Tilghman has appointed prominent men to leadership positions at Princeton, such as Charles Kalmbach as the senior vice president for administration, the highest non-academic administrative post, David P. Dobkin as dean of the faculty, Gutmann's replacement as provost and Tilghman's successor Christopher L. Eisgruber, and Klawe's replacement Vincent Poor.

She initiated a review of undergraduate women's leadership at Princeton, chaired by Nannerl O. Keohane; the review found that the early prominence for women in leadership positions that accompanied to introduction of women students to the campus had recently not been as frequently repeated.

====Ivy League seven-week athletic moratorium====
Tilghman signed on to the Ivy League-wide seven-week athletic moratorium, since modified, in which intercollegiate athletes were enjoined from taking part in supervised practices and other obligatory athletic activities for seven weeks during the academic year in order to encourage them to participate in other activities. Supporters of the proposal pointed to studies by former Princeton president William G. Bowen, whose controversial book The Game of Life purported to describe widespread academic "underperformance" of college athletes. Detractors claimed that the book was flawed, and the moratorium represented an encroachment on students' freedom to use their time as they saw fit.

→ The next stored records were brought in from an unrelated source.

Issue #1104, opened 2015-09-21
Fix up basic block order


klickverbot:
When I rewrote the whole cleanup handling code and removed the `end` block from IRScope, I didn't pay much attention to the order the basic blocks would end up in. However, at least for unoptimized builds, this is more or less 1:1 the order the blocks end up in the assembly. We should make sure that e.g. the normal case path for invokes/asserts is contiguous for asserts/invokes such that we don't end up with quite as many jumps.

choikwa:
this is for no-opt build correct? I assume llvm has some sort of basic block reordering.

klickverbot:
It's for unoptimized builds, yes, and also helpful for looking at the compiler-produced IR.

kinke:
Fixed by #1656.

PR #1656, opened 2016-07-29
Revive #1202 (propagate "nothrow" to LLVM IR)

kinke:
This small change has a huge impact, especially when decorating destructors with nothrow.

nothrow functions will always be called (not invoked) from modules compiled with `-release`. If the nothrow callee throws an Error, the Error cannot be caught by the caller anymore, and it won't run any clean-ups during unwind.

Inside modules with enabled assertions, nothrow callees are still invoked, so the caller may catch the Error (needed for stuff like `assertThrown!AssertError()`) and cleans up properly.

nothrow functions still throw any errors the regular way via _d_throw_exception(), regardless of compiling the containing module via `-release` or not. Mixing debug and release modules for linking should be
possible - but Errors thrown by nothrow callees will only be catchable in debug modules, and during unwind, only frames of functions defined in debug modules will run their clean-ups. The latter could be problematic under certain circumstances, but it would at least only matter after an Error after all.


rainers:
See also https://github.com/ldc-developers/ldc/pull/1202.

I don't think nothrow semantics should change between debug or release.

kinke:
> I don't think nothrow semantics should change between debug or release.

I'd have absolutely no problem with that in this regard. I tried to implement what @klickverbot and @deadalnix suggested in #1202.

But the 'huge impact' I was expecting doesn't seem that huge actually.

```D
struct S
{
    ~this() nothrow {}
    void foo() nothrow { throw new Error("foo"); }
}

void main()
{
    S a;
    a.foo();

    {
        S b;
        b.foo();

        S().foo();
    }
}
```

With `-release`:
```LL
define i32 @_Dmain({ i64, { i64, i8* }* } %unnamed) #4 comdat {
  %a = alloca %nothrow.S, align 1                 ; [#uses = 3, size/byte = 1]
  %b = alloca %nothrow.S, align 1                 ; [#uses = 3, size/byte = 1]
  %__slS53 = alloca %nothrow.S, align 1           ; [#uses = 3, size/byte = 1]
  %1 = bitcast %nothrow.S* %a to i8*              ; [#uses = 1]
  call void @llvm.memset.p0i8.i64(i8* %1, i8 0, i64 1, i32 1, i1 false)
  call void @_D7nothrow1S3fooMFNbZv(%nothrow.S* nonnull %a) #0
  %2 = bitcast %nothrow.S* %b to i8*              ; [#uses = 1]
  call void @llvm.memset.p0i8.i64(i8* %2, i8 0, i64 1, i32 1, i1 false)
  call void @_D7nothrow1S3fooMFNbZv(%nothrow.S* nonnull %b) #0
  %3 = bitcast %nothrow.S* %__slS53 to i8*        ; [#uses = 1]
  %.padding = getelementptr inbounds i8, i8* %3, i32 0 ; [#uses = 1, type = i8*]
  call void @llvm.memset.p0i8.i64(i8* %.padding, i8 0, i64 1, i32 1, i1 false)
  call void @_D7nothrow1S3fooMFNbZv(%nothrow.S* nonnull %__slS53) #0
  br label %dtor.__slS53

dtor.__slS53:                                     ; preds = %0
  call void @_D7nothrow1S6__dtorMFNbZv(%nothrow.S* nonnull %__slS53) #0
  br label %toElem.success

toElem.success:                                   ; preds = %dtor.__slS53
  call void @_D7nothrow1S6__dtorMFNbZv(%nothrow.S* nonnull %b) #0
  call void @_D7nothrow1S6__dtorMFNbZv(%nothrow.S* nonnull %a) #0
  ret i32 0
}
```

Without `-release`:
```LL
define i32 @_Dmain({ i64, { i64, i8* }* } %unnamed) #0 comdat personality i32 (i8*, i8*, i8*, i8*)* @__CxxFrameHandler3 {
  %a = alloca %nothrow.S, align 1                 ; [#uses = 3, size/byte = 1]
  %b = alloca %nothrow.S, align 1                 ; [#uses = 3, size/byte = 1]
  %__slS53 = alloca %nothrow.S, align 1           ; [#uses = 4, size/byte = 1]
  %1 = bitcast %nothrow.S* %a to i8*              ; [#uses = 1]
  call void @llvm.memset.p0i8.i64(i8* %1, i8 0, i64 1, i32 1, i1 false)
  call void @_D7nothrow1S3fooMFNbZv(%nothrow.S* nonnull %a) #0
  %2 = bitcast %nothrow.S* %b to i8*              ; [#uses = 1]
  call void @llvm.memset.p0i8.i64(i8* %2, i8 0, i64 1, i32 1, i1 false)
  call void @_D7nothrow1S3fooMFNbZv(%nothrow.S* nonnull %b) #0
  %3 = bitcast %nothrow.S* %__slS53 to i8*        ; [#uses = 1]
  %.padding = getelementptr inbounds i8, i8* %3, i32 0 ; [#uses = 1, type = i8*]
  call void @llvm.memset.p0i8.i64(i8* %.padding, i8 0, i64 1, i32 1, i1 false)
  invoke void @_D7nothrow1S3fooMFNbZv(%nothrow.S* nonnull %__slS53) #0
          to label %postinvoke unwind label %cleanuppad

dtor.__slS53:                                     ; preds = %postinvoke
  call void @_D7nothrow1S6__dtorMFNbZv(%nothrow.S* nonnull %__slS53) #0
  br label %toElem.success

postinvoke:                                       ; preds = %0
  br label %dtor.__slS53

cleanuppad:                                       ; preds = %0
  %4 = cleanuppad within none []                  ; [#uses = 4]
  %5 = call i1 @_d_enter_cleanup(i8* null) [ "funclet"(token %4) ] ; [#uses = 1]
  br i1 %5, label %dtor.__slS531, label %cleanupret

dtor.__slS531:                                    ; preds = %cleanuppad
  call void @_D7nothrow1S6__dtorMFNbZv(%nothrow.S* nonnull %__slS53) #0 [ "funclet"(token %4) ]
  br label %cleanupret

cleanupret:                                       ; preds = %cleanuppad, %dtor.__slS531
  call void @_d_leave_cleanup(i8* null) [ "funclet"(token %4) ]
  cleanupret from %4 unwind to caller

toElem.success:                                   ; preds = %dtor.__slS53
  call void @_D7nothrow1S6__dtorMFNbZv(%nothrow.S* nonnull %b) #0
  call void @_D7nothrow1S6__dtorMFNbZv(%nothrow.S* nonnull %a) #0
  ret i32 0
}
```

So there's a single `invoke` in the debug version. I was expecting a lot more. So clean-ups aren't always run in debug modules when a nothrow callee throws an Error. No idea what's really going on here.

kinke:
I was expecting this ugly IR with enabled assertions (generated by omitting `nothrow` in the D source):
```LL
define i32 @_Dmain({ i64, { i64, i8* }* } %unnamed) #0 comdat personality i32 (i8*, i8*, i8*, i8*)* @__CxxFrameHandler3 {
  %a = alloca %nothrow.S, align 1                 ; [#uses = 4, size/byte = 1]
  %b = alloca %nothrow.S, align 1                 ; [#uses = 4, size/byte = 1]
  %__slS53 = alloca %nothrow.S, align 1           ; [#uses = 4, size/byte = 1]
  %1 = bitcast %nothrow.S* %a to i8*              ; [#uses = 1]
  call void @llvm.memset.p0i8.i64(i8* %1, i8 0, i64 1, i32 1, i1 false)
  invoke void @_D7nothrow1S3fooMFZv(%nothrow.S* nonnull %a) #0
          to label %postinvoke unwind label %cleanuppad

finally:                                          ; preds = %try.success
  call void @_D7nothrow1S6__dtorMFZv(%nothrow.S* nonnull %a) #0
  br label %try.success15

postinvoke:                                       ; preds = %0
  %2 = bitcast %nothrow.S* %b to i8*              ; [#uses = 1]
  call void @llvm.memset.p0i8.i64(i8* %2, i8 0, i64 1, i32 1, i1 false)
  invoke void @_D7nothrow1S3fooMFZv(%nothrow.S* nonnull %b) #0
          to label %postinvoke8 unwind label %cleanuppad4

postinvoke3:                                      ; preds = %finally2
  br label %try.success

cleanuppad:                                       ; preds = %finally26, %cleanupret5, %finally2, %0
  %3 = cleanuppad within none []                  ; [#uses = 4]
  %4 = call i1 @_d_enter_cleanup(i8* null) [ "funclet"(token %3) ] ; [#uses = 1]
  br i1 %4, label %finally1, label %cleanupret

finally1:                                         ; preds = %cleanuppad
  call void @_D7nothrow1S6__dtorMFZv(%nothrow.S* nonnull %a) #0 [ "funclet"(token %3) ]
  br label %cleanupret

cleanupret:                                       ; preds = %cleanuppad, %finally1
  call void @_d_leave_cleanup(i8* null) [ "funclet"(token %3) ]
  cleanupret from %3 unwind to caller

finally2:                                         ; preds = %toElem.success
  invoke void @_D7nothrow1S6__dtorMFZv(%nothrow.S* nonnull %b) #0
          to label %postinvoke3 unwind label %cleanuppad

postinvoke8:                                      ; preds = %postinvoke
  %5 = bitcast %nothrow.S* %__slS53 to i8*        ; [#uses = 1]
  %.padding = getelementptr inbounds i8, i8* %5, i32 0 ; [#uses = 1, type = i8*]
  call void @llvm.memset.p0i8.i64(i8* %.padding, i8 0, i64 1, i32 1, i1 false)
  invoke void @_D7nothrow1S3fooMFZv(%nothrow.S* nonnull %__slS53) #0
          to label %postinvoke14 unwind label %cleanuppad10

postinvoke9:                                      ; preds = %dtor.__slS53
  br label %toElem.success

cleanuppad4:                                      ; preds = %dtor.__slS5312, %cleanupret11, %dtor.__slS53, %postinvoke
  %6 = cleanuppad within none []                  ; [#uses = 4]
  %7 = call i1 @_d_enter_cleanup(i8* null) [ "funclet"(token %6) ] ; [#uses = 1]
  br i1 %7, label %finally26, label %cleanupret5

finally26:                                        ; preds = %cleanuppad4
  invoke void @_D7nothrow1S6__dtorMFZv(%nothrow.S* nonnull %b) #0 [ "funclet"(token %6) ]
          to label %postinvoke37 unwind label %cleanuppad

postinvoke37:                                     ; preds = %finally26
  br label %cleanupret5

cleanupret5:                                      ; preds = %cleanuppad4, %postinvoke37
  call void @_d_leave_cleanup(i8* null) [ "funclet"(token %6) ]
  cleanupret from %6 unwind label %cleanuppad

dtor.__slS53:                                     ; preds = %postinvoke14
  invoke void @_D7nothrow1S6__dtorMFZv(%nothrow.S* nonnull %__slS53) #0
          to label %postinvoke9 unwind label %cleanuppad4

postinvoke14:                                     ; preds = %postinvoke8
  br label %dtor.__slS53

cleanuppad10:                                     ; preds = %postinvoke8
  %8 = cleanuppad within none []                  ; [#uses = 4]
  %9 = call i1 @_d_enter_cleanup(i8* null) [ "funclet"(token %8) ] ; [#uses = 1]
  br i1 %9, label %dtor.__slS5312, label %cleanupret11

dtor.__slS5312:                                   ; preds = %cleanuppad10
  invoke void @_D7nothrow1S6__dtorMFZv(%nothrow.S* nonnull %__slS53) #0 [ "funclet"(token %8) ]
          to label %postinvoke913 unwind label %cleanuppad4

postinvoke913:                                    ; preds = %dtor.__slS5312
  br label %cleanupret11

cleanupret11:                                     ; preds = %cleanuppad10, %postinvoke913
  call void @_d_leave_cleanup(i8* null) [ "funclet"(token %8) ]
  cleanupret from %8 unwind label %cleanuppad4

toElem.success:                                   ; preds = %postinvoke9
  br label %finally2

try.success:                                      ; preds = %postinvoke3
  br label %finally

try.success15:                                    ; preds = %finally
  ret i32 0
}
```

kinke:
This front-end optimization apparently quickly isn't applied anymore:
```D
struct S
{
    ~this() nothrow {}
    void foo() nothrow { throw new Error("foo"); }
}

struct Throwing
{
    ~this() {}
    void bar() { throw new Exception("bar"); }
}

void main()
{
    Throwing t;

    S a;
    a.foo();
    t.bar();

    {
        S b;
        t.bar();
        b.foo();

        S().foo();
    }
}
```

Release:
```LL
define i32 @_Dmain({ i64, { i64, i8* }* } %unnamed) #4 comdat personality i32 (i8*, i8*, i8*, i8*)* @__CxxFrameHandler3 {
  %t = alloca %nothrow.Throwing, align 1          ; [#uses = 5, size/byte = 1]
  %a = alloca %nothrow.S, align 1                 ; [#uses = 4, size/byte = 1]
  %b = alloca %nothrow.S, align 1                 ; [#uses = 4, size/byte = 1]
  %__slS54 = alloca %nothrow.S, align 1           ; [#uses = 3, size/byte = 1]
  %1 = bitcast %nothrow.Throwing* %t to i8*       ; [#uses = 1]
  call void @llvm.memset.p0i8.i64(i8* %1, i8 0, i64 1, i32 1, i1 false)
  %2 = bitcast %nothrow.S* %a to i8*              ; [#uses = 1]
  call void @llvm.memset.p0i8.i64(i8* %2, i8 0, i64 1, i32 1, i1 false)
  call void @_D7nothrow1S3fooMFNbZv(%nothrow.S* nonnull %a) #0
  invoke void @_D7nothrow8Throwing3barMFZv(%nothrow.Throwing* nonnull %t) #4
          to label %postinvoke unwind label %cleanuppad3

finally:                                          ; preds = %try.success11
  call void @_D7nothrow8Throwing6__dtorMFZv(%nothrow.Throwing* nonnull %t) #4
  br label %try.success12

finally1:                                         ; preds = %try.success
  call void @_D7nothrow1S6__dtorMFNbZv(%nothrow.S* nonnull %a) #0
  br label %try.success11

cleanuppad:                                       ; preds = %cleanupret4
  %3 = cleanuppad within none []                  ; [#uses = 4]
  %4 = call i1 @_d_enter_cleanup(i8* null) [ "funclet"(token %3) ] ; [#uses = 1]
  br i1 %4, label %finally2, label %cleanupret

finally2:                                         ; preds = %cleanuppad
  call void @_D7nothrow8Throwing6__dtorMFZv(%nothrow.Throwing* nonnull %t) #4 [ "funclet"(token %3) ]
  br label %cleanupret

cleanupret:                                       ; preds = %cleanuppad, %finally2
  call void @_d_leave_cleanup(i8* null) [ "funclet"(token %3) ]
  cleanupret from %3 unwind to caller

postinvoke:                                       ; preds = %0
  %5 = bitcast %nothrow.S* %b to i8*              ; [#uses = 1]
  call void @llvm.memset.p0i8.i64(i8* %5, i8 0, i64 1, i32 1, i1 false)
  invoke void @_D7nothrow8Throwing3barMFZv(%nothrow.Throwing* nonnull %t) #4
          to label %postinvoke10 unwind label %cleanuppad7

cleanuppad3:                                      ; preds = %cleanupret8, %0
  %6 = cleanuppad within none []                  ; [#uses = 4]
  %7 = call i1 @_d_enter_cleanup(i8* null) [ "funclet"(token %6) ] ; [#uses = 1]
  br i1 %7, label %finally15, label %cleanupret4

finally15:                                        ; preds = %cleanuppad3
  call void @_D7nothrow1S6__dtorMFNbZv(%nothrow.S* nonnull %a) #0 [ "funclet"(token %6) ]
  br label %cleanupret4

cleanupret4:                                      ; preds = %cleanuppad3, %finally15
  call void @_d_leave_cleanup(i8* null) [ "funclet"(token %6) ]
  cleanupret from %6 unwind label %cleanuppad

finally6:                                         ; preds = %toElem.success
  call void @_D7nothrow1S6__dtorMFNbZv(%nothrow.S* nonnull %b) #0
  br label %try.success

postinvoke10:                                     ; preds = %postinvoke
  call void @_D7nothrow1S3fooMFNbZv(%nothrow.S* nonnull %b) #0
  %8 = bitcast %nothrow.S* %__slS54 to i8*        ; [#uses = 1]
  %.padding = getelementptr inbounds i8, i8* %8, i32 0 ; [#uses = 1, type = i8*]
  call void @llvm.memset.p0i8.i64(i8* %.padding, i8 0, i64 1, i32 1, i1 false)
  call void @_D7nothrow1S3fooMFNbZv(%nothrow.S* nonnull %__slS54) #0
  br label %dtor.__slS54

cleanuppad7:                                      ; preds = %postinvoke
  %9 = cleanuppad within none []                  ; [#uses = 4]
  %10 = call i1 @_d_enter_cleanup(i8* null) [ "funclet"(token %9) ] ; [#uses = 1]
  br i1 %10, label %finally69, label %cleanupret8

finally69:                                        ; preds = %cleanuppad7
  call void @_D7nothrow1S6__dtorMFNbZv(%nothrow.S* nonnull %b) #0 [ "funclet"(token %9) ]
  br label %cleanupret8

cleanupret8:                                      ; preds = %cleanuppad7, %finally69
  call void @_d_leave_cleanup(i8* null) [ "funclet"(token %9) ]
  cleanupret from %9 unwind label %cleanuppad3

dtor.__slS54:                                     ; preds = %postinvoke10
  call void @_D7nothrow1S6__dtorMFNbZv(%nothrow.S* nonnull %__slS54) #0
  br label %toElem.success

toElem.success:                                   ; preds = %dtor.__slS54
  br label %finally6

try.success:                                      ; preds = %finally6
  br label %finally1

try.success11:                                    ; preds = %finally1
  br label %finally

try.success12:                                    ; preds = %finally
  ret i32 0
}
```

Debug:
```LL
define i32 @_Dmain({ i64, { i64, i8* }* } %unnamed) #0 comdat personality i32 (i8*, i8*, i8*, i8*)* @__CxxFrameHandler3 {
  %t = alloca %nothrow.Throwing, align 1          ; [#uses = 5, size/byte = 1]
  %a = alloca %nothrow.S, align 1                 ; [#uses = 4, size/byte = 1]
  %b = alloca %nothrow.S, align 1                 ; [#uses = 4, size/byte = 1]
  %__slS54 = alloca %nothrow.S, align 1           ; [#uses = 4, size/byte = 1]
  %1 = bitcast %nothrow.Throwing* %t to i8*       ; [#uses = 1]
  call void @llvm.memset.p0i8.i64(i8* %1, i8 0, i64 1, i32 1, i1 false)
  %2 = bitcast %nothrow.S* %a to i8*              ; [#uses = 1]
  call void @llvm.memset.p0i8.i64(i8* %2, i8 0, i64 1, i32 1, i1 false)
  invoke void @_D7nothrow1S3fooMFNbZv(%nothrow.S* nonnull %a) #0
          to label %postinvoke7 unwind label %cleanuppad3

finally:                                          ; preds = %try.success23
  call void @_D7nothrow8Throwing6__dtorMFZv(%nothrow.Throwing* nonnull %t) #0
  br label %try.success24

finally1:                                         ; preds = %try.success
  invoke void @_D7nothrow1S6__dtorMFNbZv(%nothrow.S* nonnull %a) #0
          to label %postinvoke unwind label %cleanuppad

postinvoke:                                       ; preds = %finally1
  br label %try.success23

cleanuppad:                                       ; preds = %finally15, %cleanupret4, %finally1
  %3 = cleanuppad within none []                  ; [#uses = 4]
  %4 = call i1 @_d_enter_cleanup(i8* null) [ "funclet"(token %3) ] ; [#uses = 1]
  br i1 %4, label %finally2, label %cleanupret

finally2:                                         ; preds = %cleanuppad
  call void @_D7nothrow8Throwing6__dtorMFZv(%nothrow.Throwing* nonnull %t) #0 [ "funclet"(token %3) ]
  br label %cleanupret

cleanupret:                                       ; preds = %cleanuppad, %finally2
  call void @_d_leave_cleanup(i8* null) [ "funclet"(token %3) ]
  cleanupret from %3 unwind to caller

postinvoke7:                                      ; preds = %0
  invoke void @_D7nothrow8Throwing3barMFZv(%nothrow.Throwing* nonnull %t) #0
          to label %postinvoke8 unwind label %cleanuppad3

postinvoke8:                                      ; preds = %postinvoke7
  %5 = bitcast %nothrow.S* %b to i8*              ; [#uses = 1]
  call void @llvm.memset.p0i8.i64(i8* %5, i8 0, i64 1, i32 1, i1 false)
  invoke void @_D7nothrow8Throwing3barMFZv(%nothrow.Throwing* nonnull %t) #0
          to label %postinvoke15 unwind label %cleanuppad11

postinvoke10:                                     ; preds = %finally9
  br label %try.success

cleanuppad3:                                      ; preds = %finally913, %cleanupret12, %finally9, %postinvoke7, %0
  %6 = cleanuppad within none []                  ; [#uses = 4]
  %7 = call i1 @_d_enter_cleanup(i8* null) [ "funclet"(token %6) ] ; [#uses = 1]
  br i1 %7, label %finally15, label %cleanupret4

finally15:                                        ; preds = %cleanuppad3
  invoke void @_D7nothrow1S6__dtorMFNbZv(%nothrow.S* nonnull %a) #0 [ "funclet"(token %6) ]
          to label %postinvoke6 unwind label %cleanuppad

postinvoke6:                                      ; preds = %finally15
  br label %cleanupret4

cleanupret4:                                      ; preds = %cleanuppad3, %postinvoke6
  call void @_d_leave_cleanup(i8* null) [ "funclet"(token %6) ]
  cleanupret from %6 unwind label %cleanuppad

finally9:                                         ; preds = %toElem.success
  invoke void @_D7nothrow1S6__dtorMFNbZv(%nothrow.S* nonnull %b) #0
          to label %postinvoke10 unwind label %cleanuppad3

postinvoke15:                                     ; preds = %postinvoke8
  invoke void @_D7nothrow1S3fooMFNbZv(%nothrow.S* nonnull %b) #0
          to label %postinvoke16 unwind label %cleanuppad11

postinvoke16:                                     ; preds = %postinvoke15
  %8 = bitcast %nothrow.S* %__slS54 to i8*        ; [#uses = 1]
  %.padding = getelementptr inbounds i8, i8* %8, i32 0 ; [#uses = 1, type = i8*]
  call void @llvm.memset.p0i8.i64(i8* %.padding, i8 0, i64 1, i32 1, i1 false)
  invoke void @_D7nothrow1S3fooMFNbZv(%nothrow.S* nonnull %__slS54) #0
          to label %postinvoke22 unwind label %cleanuppad18

postinvoke17:                                     ; preds = %dtor.__slS54
  br label %toElem.success

cleanuppad11:                                     ; preds = %dtor.__slS5420, %cleanupret19, %dtor.__slS54, %postinvoke15, %postinvoke8
  %9 = cleanuppad within none []                  ; [#uses = 4]
  %10 = call i1 @_d_enter_cleanup(i8* null) [ "funclet"(token %9) ] ; [#uses = 1]
  br i1 %10, label %finally913, label %cleanupret12

finally913:                                       ; preds = %cleanuppad11
  invoke void @_D7nothrow1S6__dtorMFNbZv(%nothrow.S* nonnull %b) #0 [ "funclet"(token %9) ]
          to label %postinvoke1014 unwind label %cleanuppad3

postinvoke1014:                                   ; preds = %finally913
  br label %cleanupret12

cleanupret12:                                     ; preds = %cleanuppad11, %postinvoke1014
  call void @_d_leave_cleanup(i8* null) [ "funclet"(token %9) ]
  cleanupret from %9 unwind label %cleanuppad3

dtor.__slS54:                                     ; preds = %postinvoke22
  invoke void @_D7nothrow1S6__dtorMFNbZv(%nothrow.S* nonnull %__slS54) #0
          to label %postinvoke17 unwind label %cleanuppad11

postinvoke22:                                     ; preds = %postinvoke16
  br label %dtor.__slS54

cleanuppad18:                                     ; preds = %postinvoke16
  %11 = cleanuppad within none []                 ; [#uses = 4]
  %12 = call i1 @_d_enter_cleanup(i8* null) [ "funclet"(token %11) ] ; [#uses = 1]
  br i1 %12, label %dtor.__slS5420, label %cleanupret19

dtor.__slS5420:                                   ; preds = %cleanuppad18
  invoke void @_D7nothrow1S6__dtorMFNbZv(%nothrow.S* nonnull %__slS54) #0 [ "funclet"(token %11) ]
          to label %postinvoke1721 unwind label %cleanuppad11

postinvoke1721:                                   ; preds = %dtor.__slS5420
  br label %cleanupret19

cleanupret19:                                     ; preds = %cleanuppad18, %postinvoke1721
  call void @_d_leave_cleanup(i8* null) [ "funclet"(token %11) ]
  cleanupret from %11 unwind label %cleanuppad11

toElem.success:                                   ; preds = %postinvoke17
  br label %finally9

try.success:                                      ; preds = %postinvoke10
  br label %finally1

try.success23:                                    ; preds = %postinvoke
  br label %finally

try.success24:                                    ; preds = %finally
  ret i32 0
}
```

rainers:
> I tried to implement what @klickverbot and @deadalnix suggested in #1202.

Ok, but I don't think this is the right direction. To allow catching Errors of nothrow functions, my PR adds the "NoUnwind" attribute to the call sites (not the function), unless the call is inside a catch statement.

kinke:
I know, but I think this is the right direction. I don't see why catching Errors would make sense and justify the overhead for release builds. Restricting nothrow-invokes for debug builds to try/catch blocks may be worth thinking about IMO.

deadalnix:
To relax what @rainers said, maybe keeping the invoke in try/catch block that DO catch some form of error is a good thing. For others, just ignore an Error may be thrown.

This would keep thing like unittests being able to check for assertions without compromising 99% of the code. Alternatively, throwing Error can be done via some sort of custom SJLJ in release mode.

deadalnix:
Also, these windows exception handling IR are so aweful :/

JohanEngelen:
> keeping the invoke in try/catch block that DO catch some form of error is a good thing. For others, just ignore an Error may be thrown.

Is an `Error` supposed to be recoverable? If so, the proposal won't work because dtors will not be run correctly in functions called by functions called by try/catch(Error), right?
Perhaps LLVM already does a nothrow analysis, so we should check if the IR is already optimized when function implementations are available in the IR (at -O3, we emit all (small) functions called from other modules to do cross-module inlining).

kinke:
> Is an Error supposed to be recoverable?

Most likely not really, as the clean-ups aren't always run, as the IR in https://github.com/ldc-developers/ldc/pull/1656#issuecomment-236356853 clearly shows.

kinke:
I've added an IR test.

It currently fails on Windows because MSVC EH doesn't use the `ScopeStack::catchScopes` stack; it pushes clean-ups instead. @rainers knows all about this. :)

kinke:
Squashed & tests slightly extended. The new commit msg should be clear enough. Looking forward to seeing this in LDC 1.1 final.

kinke:
Given the front-end's existing nothrow optimizations, I wouldn't expect any big surprises due to more skipped clean-ups after an Error. Relying on proper clean-up must have been broken at least since this existing optimization.

rainers:
> It currently fails on Windows because MSVC EH doesn't use the ScopeStack::catchScopes stack; it pushes clean-ups instead. @rainers knows all about this. :)

Yeah, maybe not the cleanest part of the MSVC implementation. PR #1202 predates work on the exception handling, though.

rainers:
> maybe keeping the invoke in try/catch block that DO catch some form of error is a good thing.

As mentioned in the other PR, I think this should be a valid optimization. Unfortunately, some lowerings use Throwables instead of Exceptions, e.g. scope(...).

====University donor complaint====
During her presidency, Tilghman was embroiled in a court case pitting her against the family of a major donor to the university, the Robertsons. The children of the original donors, who were themselves Princeton alums, alleged that the university failed to apply the funds donated by their parents to the intended purpose, and asked for the funds to be restored to the family for use elsewhere. The donated funds had become joined with the university's general endowment, resulting in efficiencies and benefits in fund management and performance, which were not the subject of the Robertsons' complaints. The case was settled in 2008 with a payment to the family of $40 million in legal fees and another $50 million, plus interest, to a new foundation to support education for government service. Princeton retained the remainder of the money for the Wilson school.

====Corporate board matters====
In August 2012, Tilghman was subpoenaed in her dual capacities as Princeton's president and as a member of Google's board, as part of a suit to block a board approved 2-for-1 Google stock split that the complaining party claimed would represent "an unfair effort to diminish its voting power while reserving voting rights for the company’s founders Larry Page and Sergey Brin". All members of the Google board received subpoenas. In the case of Tilghman, "records of donations, contribution pledges or promises made by Tilghman or the university to any charities, organizations, foundations or educational institutions that have any affiliation with Page, Brin, Schmidt or Google" were demanded.

===Precedents===
While Tilghman disquieted some alumni by championing affirmative action policies, establishing a single admission process, and broadening the range of residential and dining options available to students, she also found strong support for these actions and their underpinning vision. Tilghman presided over a major effort to advance the growing community of Princeton Alumnae, culminating in a campus conference entitled "She Roars". In her final year, Tilghman led the first major university celebration for "alternative genders", resulting in an immensely successful on-campus LGBT alumni gathering; this was the first of its kind on any campus in the United States and set a precedent for the advancement of the LGBT community nationwide.

===Internal roles===
As president of Princeton University, Tilghman was also an ex-officio trustee of the Princeton Board of Trustees, and chairman of Princeton Honorary Degrees Committee.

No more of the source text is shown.